My wife and ya'll have made it impossible to be lazy. Too many people I can let down now.

I'm fine posting this since I was only lifting 1 or 2x a week+drinking soda and eating candy almost daily. Plus, it's a beginning point pic.


----------



## hulksmash

*$0 paid for 150lb DBs* and how I'm able to go up 10lbs every 6-8 weeks:







Gorilla Tape, wide
120lb DBs
Curl Bar weight plates

I'm running out of time now. I have to get 150s or 160s. I can't add more to 120s.

I expect to use 160s by ~3 weeks. Hopefully 2 more 5lb plates will fit good, since I don't have $$ for 150s.

Duct tape on 150s will get me to at least 190s. 

Enjoy your "adapt" tip!


----------



## hulksmash

I forgot to add:

I haven't trained delts in 3-4 years.

I trained them again yesterday, with Seaated DB Shoulder Press as the heavy exercise. Sadly, I had to use 55s, because I was too lazy to duct tape them to be heavier. The next heavier DBs are 75s, but I didn't attempt them.

I feel stupid now, I should've seen how easy 75s are for SDBSP. I repped out the 55s. Oh well, next time.

I'm training delts again because I don't want any obstacles in the way of flat DB bench press with 210s, 220s,...250s.


----------



## hulksmash

I totally forgot an update! I was in chat box and realized I should post it here so *no one is left out of the loop*.

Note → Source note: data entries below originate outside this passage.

PR #164, opened 2015-09-16
Pr ajax #148

### LINKED ISSUE #148: Replace randomuser.me API with a more stable data source
The randomuser.me service is occasionally unavailable, and that makes both our examples and user tests flakey.

One option is to store a static version of one result set of the API, and serve that from vaadin.com.

manolo:
closes #148

[Review on Reviewable](https://reviewable.io/reviews/vaadin/vaadin-grid/164)


jounik:
Would be great to replace the images also with some other service or some static files on vaadin.com.

tepi:
Also, do we really want this file into the vaadin-grid package? Perhaps some other location on our servers would be better. Then we could just link to that.

manolo:
@jounik  Images is not a big problem, since the example works without them when the service is unavailable. The big problem is when the rest call is not available since  the user thinks that the grid is not working.
@tepi I don't see any reason to have this file in our grid demo, it's a normal practice so as the demo always work without depending on any 3rd party service. Take a look to iron-list demo they have a contacts.json : https://github.com/PolymerElements/iron-list/tree/master/demo/data  

---

Review status: 0 of 2 files reviewed at latest revision, all discussions resolved, all commit checks successful.

---



Comments from the [review on Reviewable.io](https://reviewable.io:443/reviews/vaadin/vaadin-grid/164)

tomivirkki:
About serving the results as a static json file. Static data works fine with iron-list because they don't support lazy loading. As you scroll the vaadin-grid it might ask the datasource for indexes 90-110, but with static data it'll always get the same results because the provided parameters don't really do anything. After scrolling the grid it will appear as if you always land on the same page.

---







Comments from the [review on Reviewable.io](https://reviewable.io:443/reviews/vaadin/vaadin-grid/164)

tomivirkki:
Additionally, we have some demos where you can filter the results by gender.

---







Comments from the [review on Reviewable.io](https://reviewable.io:443/reviews/vaadin/vaadin-grid/164)

manolo:
IMO, the demo should not depend on any external service, so for parametrised parameters I would do it in JS. Is that option good for you? or do you prefer to host the service in some vaadin location.  The latest implies to have access to an application with a rest service, it might be a servlet or vaadin app, etc.

---

Review status: 0 of 2 files reviewed at latest revision, all discussions resolved, all commit checks successful.

---



Comments from the [review on Reviewable.io](https://reviewable.io:443/reviews/vaadin/vaadin-grid/164)

manolo:
As a last thought, we might ask the first time to randomuser api, if the request fails we could do a second try to static.
I don't think maintaining a servlet is a good idea though.
 

---

Review status: 0 of 2 files reviewed at latest revision, all discussions resolved, all commit checks successful.

---



Comments from the [review on Reviewable.io](https://reviewable.io:443/reviews/vaadin/vaadin-grid/164)

tomivirkki:
Perhaps we could have another JS file like demodatasources.js and define a fake remote there that could be used like fetch("http://api.randomuser.me/?results=14") but it actually parses the static users.json file with the given parameters. It could even return the results with a small delay to make it believable.

This would appear to the user as if we're actually fetching from a remote. If he'll start digging deeper and finds the js file, we could have some comments there stating why it's actually faked.

---







Comments from the [review on Reviewable.io](https://reviewable.io:443/reviews/vaadin/vaadin-grid/164)

tomivirkki:
Or similarly as in jQuery: getJSON("http://api.randomuser.me/?results=14", callback)... Currently there's a generated employees array copy-pasted in many of the demos. That could also be moved into demodatasources.js to clean up the demos.

---







Comments from the [review on Reviewable.io](https://reviewable.io:443/reviews/vaadin/vaadin-grid/164)

tomivirkki:
https://github.com/vaadin/vaadin-grid/blob/master/demo/common.html#L13 could be fixed to "latest" in this patch also?

---







Comments from the [review on Reviewable.io](https://reviewable.io:443/reviews/vaadin/vaadin-grid/164)

tomivirkki:
This still doesn't handle filtering by gender / grid asking users between specific indexes. Now that the data is in JSON it should be pretty straightforward to filter the results by gender/getting a specified range of users.

Also, the overridden XHR doesn't seem to work with Angular 2 demo

---







Comments from the [review on Reviewable.io](https://reviewable.io:443/reviews/vaadin/vaadin-grid/164)

tomivirkki:
Reviewed 1 of 2 files at r1, 1 of 3 files at r4, 1 of 2 files at r5.

---



Comments from the [review on Reviewable.io](https://reviewable.io:443/reviews/vaadin/vaadin-grid/164)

I'm now running 6 grams every week. I plan to start demanding everyone to use at least 4 grams of gear every week. On the 8th week, I'm doing wrist curls every day for 2 hours. Gear is upped to 8 grams to really grow the forearms and wrist curl strength.

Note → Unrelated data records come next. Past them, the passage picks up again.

PR #165, opened 2015-09-16
Fix  #135 - Hiding the header/footer declarative requires the element…

### LINKED ISSUE #135: Hiding the header/footer declarative requires the element to have at least one cell
It should be possible to hide the header or footer by just specifying an empty `<thead hidden>` or `<tfoot hidden>` element. Currently it has no effect. But if you specify also `<tr><td></td></tr>` inside them, then they get hidden.

cwayfinder:
… to have at least one cell

[Review on Reviewable](https://reviewable.io/reviews/vaadin/vaadin-grid/165)


tomivirkki:
Missing vaadin-grid.min.js and test case

---

Review status: 0 of 2 files reviewed at latest revision, all discussions resolved, all commit checks successful.

---



Comments from the [review on Reviewable.io](https://reviewable.io:443/reviews/vaadin/vaadin-grid/165)

PR #211, opened 2015-10-12
Flatten Grid JS object API

manolo:
[Review on Reviewable](https://reviewable.io/reviews/vaadin/vaadin-grid/211)


Saulis:
How is it broken and how does this fix it? Is there a test which I can run to see the problem?


---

Hurt then becomes a serious rival to me, and I'll start my campaign of telling everyone I'm the best and can't be beat.

On week 10, I'm duct taping 250s to my arms, so at night I can flat bench rep 250s. It will be easily done, because I'm stronger than everybody. Week 11 is composed of daily Cialis at 300mg doses. That ends either at the end of week 11 or when my dick is 3 feet long. Whichever is first.

On every week, I'll make sure to tell everyone daily that I'm smarter than everyone else. That will motivate me in the gym as I look in the mirror and think about how I'm the smartest human ever. After every gym session, I'll say I'm going to post a pic, but never end up doing it.

At least 4 days a week I'll endlessly talk about 250lb dumbbells so I can make sure everyone knows that I want to rep out with them. I'll also remind people about wrist curls and call everyone's forearms too small. If they disagree, I'll spend an hour talking about the need for wrist curls again!

*I hope I didn't leave anything out!*

LOL good times


----------



## Straight30weight

I’m gonna need more drugs....


----------



## Trump

Why have you upped your cialis dose??



hulksmash said:


> I totally forgot an update! I was in chat box and realized I should post it here so *no one is left out of the loop*.
> 
> I'm now running 6 grams every week. I plan to start demanding everyone to use at least 4 grams of gear every week. On the 8th week, I'm doing wrist curls every day for 2 hours. Gear is upped to 8 grams to really grow the forearms and wrist curl strength.
> 
> Hurt then becomes a serious rival to me, and I'll start my campaign of telling everyone I'm the best and can't be beat.
> 
> On week 10, I'm duct taping 250s to my arms, so at night I can flat bench rep 250s. It will be easily done, because I'm stronger than everybody. Week 11 is composed of daily Cialis at 300mg doses. That ends either at the end of week 11 or when my dick is 3 feet long. Whichever is first.
> 
> On every week, I'll make sure to tell everyone daily that I'm smarter than everyone else. That will motivate me in the gym as I look in the mirror and think about how I'm the smartest human ever. After every gym session, I'll say I'm going to post a pic, but never end up doing it.
> 
> At least 4 days a week I'll endlessly talk about 250lb dumbbells so I can make sure everyone knows that I want to rep out with them. I'll also remind people about wrist curls and call everyone's forearms too small. If they disagree, I'll spend an hour talking about the need for wrist curls again!
> 
> *I hope I didn't leave anything out!*
> 
> LOL good times


----------



## hulksmash

Trump said:


> Why have you upped your cialis dose??



LOL

Can't go wrong with some self-deprecating jokes! I never take myself too serious.


----------



## hulksmash

Since I gotta obey the UG rule ("must make 1 post per 2 days"), I thought:

*"I'll scrutinize and examine my body parts using my thread so I can progress efficiently.* My forearm and upper arm will be the first group I judge."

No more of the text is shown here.